The Journeyman has left the master and is recognised as a skilled person in their own right. 'Journeyman' can mean both the right to claim their own wages for a days work (from the French
journée – day') or the right to travel away from the master's workshop and set up on their own. But how do you know when the apprenticeship is over? Because the master tells you, and in many crafts you make an 'Apprentice Piece' to show your skill. These are often miniature works so that the journeyman can take them with themselves and show potential clients that they deserve a days pay for their work.
So in our spiritual journey, who tells us we are fit for the road? What do we have to show for it? All too often it seems to me we make the decision for ourselves, taken up in the individualistic spirit of the age. We think we can strike out on our own because of some little thing, and no one tells us otherwise. The apprentice is told by the master 'I have shown you all I know' – or possibly just – 'I have shown you all you can take in' for we are not all equally skilled. The client looks at your work-piece and declares 'Yes I will pay you'. The recognition comes from without and is given to us by grace.
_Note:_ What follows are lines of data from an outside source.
PR #2171, opened 2023-05-30
Bsp wrapper fixes

### LINKED ISSUE #2158: Top and bottom wrappers broken after recent changes
**Version(s)**
1.0.0

**Describe the bug**
Metals uses `WrappedSourcesResult` to get the approximate look of a script, so that the compiler can understand it properly.

Previously we would get:
```
package foo
                object hello {
```

for top and

```
def args = hello_sc.args$
                }
                object hello_sc {
                  private var args$opt = Option.empty[Array[String]]
                  def args$ = args$opt.getOrElse(sys.error("No arguments passed to this script"))
                    args$opt = Some(args)
                    hello
                  }
                }

```

For the bottom.

Now we only have:

`package` for the top and nothing for the bottom.

This makes Metals barely understand Scala CLI scripts and most of the time they stop working.

**To Reproduce**
This is the reason update PR fails in https://github.com/scalameta/metals/pull/5276

**Expected behaviour**

The wrappers could probably stay the same.

### LINKED ISSUE #2165: No semanticdb for scripts
**Version(s)**
1.0.0

**Describe the bug**
Previously, we would get a proper semanticdb file for script files, which are needed for definition, references etc.

**To Reproduce**
Try using two scripts and reuse definitions from another one. Or alternatively try to look for refrences.

**Expected behaviour**
Semanticdb files are properly generated for script files

This should have been detected by tests, but it seems that we might be missing any tests here, so the script behaviour in Metals became very unstable.

MaciejG604:
Fixes #2158 and #2165

Refactored propagating the value of topWrapperLineCount into a bigger structure `WrapperParams` that has more information.


lwronski (approved):
LGTM

modules/core/src/main/scala/scala/build/internals/CodeWrapper.scala
```diff
@@ -40,3 +49,10 @@ object CodeWrapper {
   def mainClassObject(className: Name): Name =
     Name(className.raw ++ "_sc")
 }
+
+case class WrapperParams(
+  topWrapperLineCount: Int,
+  userCodeLineCount: Int,
+  bottomWrapperLineCount: Int,
+  userCodeNestingLevel: Int
```
tgodzik:
```suggestion
  userCodeNestingLevel: Int
```
Is this used?

tgodzik (approved):
Thanks for working on this! Just one question from me

modules/core/src/main/scala/scala/build/internals/CodeWrapper.scala
MaciejG604: Actually, it's never used. Good catch, i've removed it

PR #2174, opened 2023-05-31
refactor: Remove JavaInterface, which causes compilation issues with Bloop

tgodzik:
I don't think it's used anywhere right now, but we could just move it to a separate module if needed.


tgodzik:
@alexarchambault do we need that interface anywhere else or is it safe to remove? I can also just move it to another module.

Gedochao (approved):
LGTM

alexarchambault:
> do we need that interface anywhere else or is it safe to remove? I can also just move it to another module.

~Yes, it's used by coursier bootstraps, IIRC. They're written in Java, and can read the proxy config and the default repository list from the Scala CLI config using this API.~ My bad, they don't rely on this anymore (they must have at some point, possibly only locally on my machine). I guess this can be removed.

And so the journeyman sets up shop and makes a living in the community. But the journeyman is not a master, and all self-respecting craftspeople know this. When and how do they become a master? Again the recognition comes from without, from the community the journeyman has settled in. When the parents or guardians of a young person approaches them and asks the journeyman to take them on as an apprentice. And the cycle of life turns and starts around again.
The discipline of practical apprenticeship and mastery of skills has much to teach us spiritually, especially us Quakers, for we 'Do It Together'.
Furthermore the discipline of application of practical skill teaches us about our spiritual lives directly. The mastery of practical skills in the world directly translates into enabling our relationships with one-another. The need to work out how to turn a material object into something useful and beautiful – including getting the best sound out of your musical instrument – teaches us to stay with the problem and discover the solution from within the material, which in turn teaches us to engage in dialogue with others, and not to force ourselves on others. The need to find the best and easiest way to get the result we are looking for without laborious working and reworking teaches us to be tentative with the material and so to be tentative in our dealings with other people, to listen and consider ourselves perhaps mistaken. And above all, the need to deal objectively with the world, to confront the material objectivity of the other teaches us empathy with both the materials we work with and with other people.
Hear Richard Sennet on this.
The master truly knows the meaning of 'For whosoever will save his life shall lose it: and whosoever will lose his life for my sake shall find it.' (Matthew 16.25). The master transcends the self and becomes one with the work, and then in the work discovers themselves.